(Dataset records)

Issue #766, opened 2015-08-21
Add second Y Axis to C3


GordonSmith:

jbrundage:
@mlzummo @dtsnell4 @GordonSmith Do we have a test/xxxxxxFactory example of the standard/expected columns+data format that would result in a chart with two Y-Axes?

GordonSmith:
Not that I know off...

GordonSmith:
Closed "timed-out", please reopen if needed.

PR #1239, opened 2015-12-01
GH-766 Adds C3 2nd Y-Axis capability

jbrundage:
Fixes GH-766

http://rawgit.com/jbrundage/Visualization/GH-766/demos/dermatology.html?src/c3chart/Combo.multiY

http://rawgit.com/jbrundage/Visualization/GH-766/demos/dermatology.html?src/c3chart/Column.multiY

http://rawgit.com/jbrundage/Visualization/GH-766/demos/dermatology.html?src/c3chart/Area.multiY

### DIFF
--- a/src/c3chart/CommonND.js
+++ b/src/c3chart/CommonND.js
@@ -66,6 +66,8 @@
     CommonND.prototype.publish("yAxisTypeTimePattern", "%Y-%m-%d", "string", "Time Series Pattern", null, {});
 
     CommonND.prototype.publish("axisTickLabelMultiLine", false, "boolean", "Show Y Grid",null,{tags:["Intermediate"]});
+    
+    CommonND.prototype.publish("y2", [], "array", "Array of columns to be associated with a Second Y-Axis",null,{tags:["Intermediate"]});
 
     CommonND.prototype.enter = function (domNode, element) {
         if (this.subchart()) {
@@ -104,10 +106,10 @@
         };
         this._config.grid = {
             x: {
-                show: this.showXGrid(),
+                show: this.showXGrid()
             },
             y: {
-                show: this.showYGrid(),
+                show: this.showYGrid()
             }
         };
 
@@ -131,6 +133,23 @@
             this._config.data.x = this.columns()[0];
             this._config.data.xFormat = this.xAxisTypeTimePattern();
             break;
+        }
+
+        if(this.y2() instanceof Array && this.y2().length > 0){
+            var axesObj = {};
+            var y2arr = this.y2();
+            this._config.axis.y2 = {
+                show: y2arr.length > 0
+            };
+            if(this.columns().length > 1){
+                var cols = this.columns();
+                for(var i = 0;i<y2arr.length;i++){
+                    for(var j = 1;j<cols.length;j++){
+                        axesObj[cols[j]] = y2arr.indexOf(cols[j]) !== -1 ? "y2" : "y";
+                    }
+                }
+                this._config.data.axes = axesObj;
+            }
         }
 
         Common.prototype.enter.apply(this, arguments);
--- a/test/c3chartFactory.js
+++ b/test/c3chartFactory.js
@@ -16,6 +16,15 @@
                     );
                 });
             },
+            multiY: function (callback) {
+                require(["test/DataFactory", "src/c3chart/Bar"], function (DataFactory, Widget) {
+                    callback(new Widget()
+                        .y2(["C2","C3"])
+                        .columns(DataFactory.ND.multiY.columns)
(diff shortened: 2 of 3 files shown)


jbrundage:
This implementation simply adds **y2** array-type publish parameter. The "columns" that should belong to the Y2 axis are specified in the y2 publish parameter array.

src/c3chart/CommonND.js
```diff
@@ -108,7 +110,7 @@
             },
             y: {
                 show: this.showYGrid(),
-            }
+            },
```
GordonSmith: remove trailing comma

src/c3chart/CommonND.js
```diff
@@ -108,7 +110,7 @@
             },
             y: {
                 show: this.showYGrid(),
```
GordonSmith: remove trailing comma - I would have though lint would have caught these?

jbrundage: I don't think lint checks for trailing commas

mlzummo:
@jbrundage is there a way to configure the positions of the Axes?

mlzummo:
not sure if this is a general issue but looks like the default behavior for c3 selection is multi selection?

mlzummo:
also should have capability of coloring the axis line the same color as the datapoints they belong to or some kind of legend?

dtsnell4:
As for configuring the axes, my assumption was just changing the y2 publish param to "C1" would do it, but that has no affect on the widget at all

mlzummo:
@dtsnell4 im not sure i follow what your saying

src/c3chart/CommonND.js
```diff
@@ -133,6 +135,23 @@
...
+            if(this.columns().length > 1){
+                var cols = this.columns();
+                for(var i = 0;i<y2arr.length;i++){
+                    for(var j = 1;j<cols.length;j++){
+                        axesObj[cols[j]] = y2arr.indexOf(cols[j]) !== -1 ? "y2" : "y";
+                    }
+                }
+                this._config.data.axes = axesObj;
+            }
+        }
```
dtsnell4: @mlzummo Sorry, I mean changing the y2 publish param in the property editor.   This array is what determines what is associated with the second axis.  In the test data that is [c2, c3] (second and third columns).  I am assuming changing this to [c1] would associate the first column of data with the second y axis.  

The second point of my comment was that doing this in the _Property Editor_ has not effect, which is probably an issue of the Property editor itself, not the chart, but I don't know that for sure.

src/c3chart/CommonND.js
```diff
@@ -133,6 +135,23 @@
             break;
         }
 
+        if(this.y2() instanceof Array && this.y2().length > 0){
```
mlzummo: if y2 is of type array we dont need to check if its an array?  (though i know sometimes we set things null)

mlzummo:
should we basing the second y axis off the columns or should we use the whole data row?

mlzummo:
same goes for combo chart ...?

src/c3chart/CommonND.js
jbrundage: @dtsnell4 It's an issue with the chart. As far as I'm aware... C3 doesn't allow adding a second Y axis to a chart that's already initialized.

src/c3chart/CommonND.js
jbrundage: Yeah, I just coded that with "null" in mind... to prevent this.y2().length from breaking

GordonSmith:
@mlzummo, @jbrundage can you compare the test factory instantiation code for your two implementations and see how similar the API calls are (I would expect them to be the same)?

test/c3chartFactory.js
```diff
@@ -37,6 +46,15 @@
...
                 });
+            },
+            multiY: function (callback) {
+                require(["test/DataFactory", "src/c3chart/Column"], function (DataFactory, Widget) {
+                    callback(new Widget()
+                        .y2(["C2","C3"])
+                        .columns(DataFactory.ND.multiY.columns)
+                        .data(DataFactory.ND.multiY.data)
+                    );
+                });
```
jbrundage: @GordonSmith Here is the API call for c3 column

jbrundage: @GordonSmith And here is the API call for AM column
https://github.com/hpcc-systems/Visualization/blob/master/test/amchartFactory.js#L48-L65

mlzummo:
@jbrundage is this the final code?

jbrundage:
@mlzummo I suppose the yAxis publish parameters should be applied to the y2 axis as well... though this differs from the AM Charts implementation

mlzummo:
You can add the axis obj logic to c3 charts

Issue #1005, opened 2015-10-07
Export Option on Table Widget (or any widget where export might be appropriate)


jprichard:
When the Table widget is displaying, since we use them consistently to filter and show details, many times the user wants to export to CSV to go over to another system (or EXCEL) to perform other tasks.

jchambers-ln:
Required for https://github.com/hpcc-systems/DSR/issues/3

PR #1251, opened 2015-12-04
GH-1005 Export Option on Table Widget

dtsnell4:
Adds an Exporter widget so that  any widget can export its data to CSV, TSV, or JSON formats, and save as a file.

Fixes GH-1005

### DIFF
--- a/src/common/Utility.js
+++ b/src/common/Utility.js
@@ -237,6 +237,53 @@
                     return node;
                 }
             };
+        },
+        downloadData: function (format, data, id) {
+            id = id || "data";
+            var currentdate = new Date(); 
+            var timeFormat =  d3.time.format("%Y-%m-%dT%H_%M_%S");
+            var now = timeFormat(currentdate);
+
+            var filename = id + "_" + now + "." + format.toLowerCase();
+            
+            var mimeType = "";
+            switch (format) {
+                case "TSV":
+                    mimeType = "text/tab-seperated-values";
+                    break;
+                case "JSON":
+                    mimeType = "application/json";
+                    break;
+                default:
+                    mimeType = "text/csv";
+            }
+
+            var a = document.createElement('a');
+            if (navigator.msSaveBlob) { // IE10+
+                a = null;
+                return navigator.msSaveBlob(new Blob([data], { type: mimeType }), filename);
+            } else if ('download' in a) { //html 5
+                a.href = 'data:' + mimeType + ',' + encodeURIComponent(data);
+                a.setAttribute('download', filename);
+                document.body.appendChild(a);
+                setTimeout(function() {
+                    a.click();
+                    document.body.removeChild(a);
+                }, 10);
+                return true;
+            } else { //old chrome and FF:
+                a = null;
+                var frame = document.createElement('iframe');
+                document.body.appendChild(frame);
+                frame.src = 'data:' + mimeType + ',' + encodeURIComponent(data);
+
+                setTimeout(function() {
+                    document.body.removeChild(frame);
+                }, 100);
+                return true;
+            }
+
+            return false;
         }
 
     };
--- a/src/common/Widget.js
+++ b/src/common/Widget.js
@@ -47,6 +47,21 @@
     Widget.prototype.mixin(Platform);
     Widget.prototype.mixin(PropertyExt);
 
+    Widget.prototype.export = function (_) {
+        var formattedData;
+        switch(_) {
+            case "TSV":
+                formattedData = this._db.tsv();
+                break;
+            case "JSON":
+                formattedData = this._db.json();
+                break;
+            default:
+                formattedData = this._db.csv();
+        }
+        return formattedData;
+    };
+
     Widget.prototype.leakCheck = function (newNode) {
         var context = this;
         var watchArray = [newNode];
--- a/src/layout/Surface.css
+++ b/src/layout/Surface.css
@@ -7,8 +7,6 @@
 .layout_Surface > h3 {
     margin: 0px;
     padding: 2px;
-    text-align: center;
-    font-weight: bold;
     background-color: #e5e5e5;
 }
 .layout_Surface .html-button-container {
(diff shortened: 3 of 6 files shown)


src/common/Exporter.js
```diff
@@ -0,0 +1,80 @@
...
+                formattedData = this._widget._db.json();
+                break;
+            default:
+                formattedData = this._widget._db.csv();
+        }
+        return formattedData;
+    };
+
+
+    Exporter.prototype.downloadData = function (format) {
```
GordonSmith: Can we move this into Utility?   We will pass in the pre-formatted data and a type.

src/common/Exporter.js
```diff
@@ -0,0 +1,80 @@
...
+        define([], factory);
+    } else {
+        root.common_Exporter = factory();
+    }
+}(this, function () {
+    function Exporter(widget) {
+        this._widget = widget;
+    }
+
+    Exporter.prototype.formatData = function (_) {
```
GordonSmith: Expose an "export" function in Widget.

src/common/Exporter.js
```diff
@@ -0,0 +1,80 @@
...
+        var mimeType = "";
+        switch (format) {
+            case "TSV":
+                mimeType = "text/tab-seperated-values";
+                break;
+            case "JSON":
+                mimeType = "application/json";
+                break;
+            default:
+                mimeType = "text/csv";
```
GordonSmith: What other mimeTypes are there (that might be interesting)?

src/common/Exporter.js
```diff
@@ -0,0 +1,80 @@
...
+        } else { //old chrome and FF:
+            var frame = document.createElement('iframe');
+            document.body.appendChild(frame);
+            frame.src = 'data:' + mimeType + ',' + encodeURIComponent(data);
+
+            setTimeout(function() {
+                document.body.removeChild(frame);
+            }, 100);
+            return true;
+            }
```
GordonSmith: Does this "trick" work on all browsers?  If not we will need to disable the export button if its not supported (and if it does I have a use for it in some places!)

dtsnell4:
http://www.sitepoint.com/web-foundations/mime-types-complete-list/

src/common/Exporter.js
dtsnell4: This should work on everything IE 9+.  I have IE 10, and used the dev tools to emulate IE9 and it works (but that is not always valid).

dtsnell4: @GordonSmith @mlzummo @jbrundage DEMO: http://rawgit.com/dtsnell4/Visualization/GH-1005_Exporter_Widget/demos/dermatology.html?src/common/Exporter

There are basically two functions, one to format the data and one to download it.

src/common/Exporter.js
dtsnell4: @GordonSmith Do you mean get rid of Exporter.js and just put the formatting logic in Widget.js as Widget.prototype.export() and the download function in Utility.js?

If that is not what you mean, please elaborate.

src/common/Exporter.js
dtsnell4: http://www.sitepoint.com/web-foundations/mime-types-complete-list/

dtsnell4:
@GordonSmith Do you mean get rid of Exporter.js and just put the formatting logic in Widget.js as Widget.prototype.export() and the download function in Utility.js?

If that is not what you mean, please elaborate.

src/common/Exporter.js
GordonSmith: Is that all<g>?

src/common/Exporter.js
GordonSmith: Yes I suspect that would be the end result of those two changes?  thoughts?

dtsnell4: That would be fine with me, I originally thought about just doing all of it in Widget.js, but wasn't sure if that would be acceptable. I will update it.

dtsnell4:
@GordonSmith updated per comments

src/common/Utility.js
```diff
@@ -237,6 +237,55 @@
                     return node;
                 }
             };
+        },
+        downloadData: function (format, data, id) {
+            // var data = this.export(format);
+
+            var a = document.createElement('a');
```
GordonSmith: This is not always used or removed.

src/common/Utility.js
```diff
@@ -237,6 +237,55 @@
...
+
+            var currentdate = new Date(); 
+            var now = currentdate.getDate() + "."+ 
+                (currentdate.getMonth()+1)  + "." + 
+                currentdate.getFullYear() + "_"  + 
+                currentdate.getHours() + ":"  + 
+                currentdate.getMinutes() + ":" + 
+                currentdate.getSeconds()
+            ;
```
GordonSmith: Use d3.time.format to format the date.

src/common/Utility.js
```diff
@@ -237,6 +237,55 @@
...
+                var frame = document.createElement('iframe');
+                document.body.appendChild(frame);
+                frame.src = 'data:' + mimeType + ',' + encodeURIComponent(data);
+
+                setTimeout(function() {
+                    document.body.removeChild(frame);
+                }, 100);
+                return true;
+            }
         }
```
GordonSmith: Should have a return false at the end?

GordonSmith:
@dtsnell4 Can you add a link to the test in this thread?

dtsnell4:
@GordonSmith http://rawgit.com/dtsnell4/Visualization/GH-1005_Exporter_Widget/demos/dermatology.html?src/common/Exporter

I put this in the "Common" menu when there was an Exporter.js file.  There is not now.  Should it go somewhere else?

src/common/Utility.js
```diff
@@ -237,6 +237,53 @@
                     return node;
                 }
             };
+        },
+        downloadData: function (format, data, id) {
+            id = id || "data";
+            var currentdate = new Date(); 
+            var timeFormat =  d3.time.format("%m-%d-%Y_%H.%M.%S");
```
GordonSmith: Can you switch this to:  ```%Y-%m-%dT%H:%M:%S``` (sorry for being picky) - but:
1.  Its sortable
2.  It matches time stamps we use elsewhere
3.  The "." in the time could mess with the file extension.

dtsnell4: @GordonSmith You can't have a colon : in a file name (or / \ | " * ? < > ).  That's why I went with the period, I've never known it to cause an issue on modern OSes (although it did back in the day). And I wanted to go with something different than the hyphen in the date.  Any other suggestions?

I will change the order though.

GordonSmith: How about:  ```%Y-%m-%dT%H_%M_%S```?

dtsnell4:
@GordonSmith Updated

PR #1256, opened 2015-12-07
GH-1255 Makes layout/Cell dragHandle ID-specific

jbrundage:
Fixes GH-1255

@GordonSmith @mlzummo @dtsnell4 Please Review

### DIFF
--- a/src/layout/Cell.js
+++ b/src/layout/Cell.js
@@ -41,7 +41,7 @@
         var context = this;
         var offsetMultiple;
 
-        var dragHandles = element.selectAll(".dragHandle").data(this._dragHandles, function (d) { return d; });
+        var dragHandles = element.selectAll("#"+this.id()+" > .dragHandle").data(this._dragHandles, function (d) { return d; });
         dragHandles.enter().append("div")
             .attr("class", function (d) { return "dragHandle dragHandle_" + d; })
             .style("position", "absolute")


src/layout/Cell.js
```diff
@@ -41,7 +41,7 @@
         var context = this;
         var offsetMultiple;
 
-        var dragHandles = element.selectAll(".dragHandle").data(this._dragHandles, function (d) { return d; });
+        var dragHandles = element.selectAll("#"+this.id()+" > .dragHandle").data(this._dragHandles, function (d) { return d; });
```
GordonSmith: We should be using this pattern more often - do you think the following would be worthwhile:
```
Widget.prototype.selectChildren = function(selector) {
    return this._element.selectAll("#" + this.id() + " > " + selector);
};
```
And then for completeness:
```
Widget.prototype.selectAll = function(selector) {
    return this._element.selectAll(selector);
};
```

jbrundage: I think the **selectChildren** is worthwhile, but for completeness did you mean to suggest this?
```javascript
Widget.prototype.selectAll = function(selector) {
    return this.selectChildren(selector);
});
```

GordonSmith: No it would be as is, just to replace```this._element.selectAll``` or ```this.element().selectAll``` or ```element.selectAll``` with a ```this.selectAll```

jbrundage:
@GordonSmith This is ready to be merged

PR #1268, opened 2015-12-09
GH-1258 Adds sub-prop table span to table head

jbrundage:
Fixes GH-1258

http://rawgit.com/jbrundage/Visualization/GH-1258/demos/dermatology.html?src/layout/Grid


jbrundage:
These simple changes really help in simplifying the PropertyEditor interface

mlzummo:
looks good but maybe we should use a space instead of an underscore in the names? and maybe make it customizable to an extent that we can make the displaying of all that not reflect stuff like other_PropertyEditor but just PropertyEditor

Issue #1267, opened 2015-12-09
common\Database.js hipieMapSortArray throws error when fieldByLabel returns undefined


jbrundage:
fieldByLabel returns undefined if this.fields() is an empty array

jbrundage:
https://github.com/hpcc-systems/Visualization/blob/master/src/common/Database.js#L39

GordonSmith:
It may be hipieMapSortArray should check that fields exist before trying to sort them or upstream should check if data has been loaded before trying to sort?

jbrundage:
That sounds reasonable, though I'm not sure what hipieMapSortArray is being used to sort

mlzummo:
ill take a look at that

mlzummo:
@GordonSmith i think this is fixed withyour fix

PR #1276, opened 2015-12-10
GH-1267 FILTER_BY_LABEL_DB_FIX

mlzummo:
Fixes the function from returning undefined (returns empty object instead)

Fixes GH-1267


GordonSmith:
I think I would prefer it to return null rather than undefined or an empty object so that the caller knows that nothing was found.

mlzummo:
@GordonSmith so we want to keep the commserror we get then?

GordonSmith:
Well that error probably means something?

mlzummo:
well the error i think occurs cause the idx its looking for isnt loaded until click ... its looking for {}.idx where {} is the object its suppose to return ... i just return an object instead of undefined and then the just the idx will be undefined which is ok in this case

GordonSmith:
The API for any field access is "get field by ..." where "..." could be "index" or "label" (or other options in the future).

If the field does not exist it *should* return null and not an empty object.

If this is causing an issue in other places, then the other places need to either be 100% sure that a field does exist or to test for its existence.

PR #637, opened 2019-03-27
Bugfix/small fixes nino

NinoRy:
#


NinoRy:
Let's just test if
 tac <file> | grep <string> -m 1
is faster than
 grep <string> <file> | tail -1
bevor we merge this. Or we think about another option like logging via firewalld, etc

PR #643, opened 2019-03-31
Feature/modules dashboards

kokuta:
#


public/components/nmsprime.css
```diff
@@ -461,3 +461,28 @@ table .index_check {
     height: 20px;
     background: #d9e0e7;
 }
+
```
NinoRy: This still doesn't seem to work. Do i miss sth? I executed php artisan view:clear and cache:clear, logged out and in again and cleared the browser cache. But it still loads the dashboard when i click the carot instead just expanding the submenu.

app/helpers.php
```diff
@@ -287,3 +287,29 @@ function clearFailedJobs($command = 'all')
...
+
+    switch (\App::getLocale()) {
+        case 'de':
+            return date('d.m.Y', $date);
+
+        case 'es':
+            return date('d/m/Y', $date);
+
+        default:
+            return date('d-m-Y', $date);
```
NinoRy: (1) Default must be 'Y-m-d'
(2) Does it always take the default here? I set my language to german and it still has the default format

modules/Dashboard/Http/Controllers/DashboardController.php
```diff
@@ -16,7 +16,7 @@ public function index()
     {
         $title = 'Dashboard';
 
-        $logs = GuiLog::where('username', '!=', 'cronjob')->orderBy('updated_at', 'desc')->limit(20)->get();
+        $logs = GuiLog::where([['username', '!=', 'cronjob'], ['model', '!=', 'User']])->orderBy('updated_at', 'desc')->limit(20)->get();
```
NinoRy: Is this supposed to work? Never saw this syntax. And i still have the 'Updated user' entries in the global dashboard. So in my case it doesn't seem to work.

kokuta: Since Laravel 5.2 there is possible to pass an array of conditions to where clause.
You can check the documentation of Laravel 5.3(our version) https://laravel.com/docs/5.3/queries#where-clauses
The fact that you still get the 'updated User' entry on the dashboard means that there might be problems with synchronizing the changes. 
Can you please double check synchronizing changes because none of the reported issues above appear at my local machine.

NinoRy: Sorry. My fault. Looks great.

NinoRy:
1 more question: Could you test the navigation sidebar on a mobile device? Just in case the carot is maybe too small to "hit" or sth like that. And would it be possible to enlarge the clickable area of the caret? (Probably with another div around it?)

resources/views/bootstrap/sidebar.blade.php
```diff
@@ -33,15 +33,15 @@
                     <i class="fa fa-fw {{ $typearray['icon'] }}"></i>
                     <span>{{$typearray['translated_name'] ?? $module_name}}</span>
                 </a>
-                <a class="caret-link" href="javascript:;">
+                <a class="caret-link" href="javascript:;" style="width: 20%">
```
NinoRy: Can you increase the link height to 20px (like the link left of it) and keep the caret vertically centered?

modules/Dashboard/Resources/views/timeline/logs.blade.php
```diff
@@ -32,7 +32,7 @@
                 <div class="timeline-content">
                     <h4>
                         <i class="fa {{$bclasses[$log->method]}}"></i>
-                        {{$log->username}} {{$log->method}} <a href="admin/{{$log->model}}/{{$log->model_id}}">{{$log->model}}</a>
+                        {{$log->username}} {{ trans("messages.dashboard_log_$log->method") }} <a href="admin/{{$log->model}}/{{$log->model_id}}">{{ trans("messages.$log->model") }}</a>
```
NinoRy: array syntax would be "messages.dashboard.log.updated"

NinoRy:
Please resolve conflicts with @olebowle

modules/HfcBase/Resources/views/index.blade.php
```diff
@@ -1,7 +1,84 @@
-@extends('HfcBase::layouts.master')
+@extends ('Layout.default')
+
+@section ('income')
+    <h4>{{ \App\Http\Controllers\BaseViewController::translate_view('Net Income', 'Dashboard') }} {{ date('m/Y') }}</h4>
+    <p>
+        @if ($netelements)
+            {{ number_format($netelements['total'], 0, ',', '.') }}
```
NinoRy: there shouldn't be an income section in hfc index.blade

NinoRy:
Pls remove 'Geoposition' of translation "Modem Positionierungsregel Geoposition erstellen" in hfc dashboard quickstart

What to do:
Look over the records above and copy each line that includes the string "button".

Task result:
 .layout_Surface .html-button-container {
GordonSmith: Does this "trick" work on all browsers?  If not we will need to disable the export button if its not supported (and if it does I have a use for it in some places!)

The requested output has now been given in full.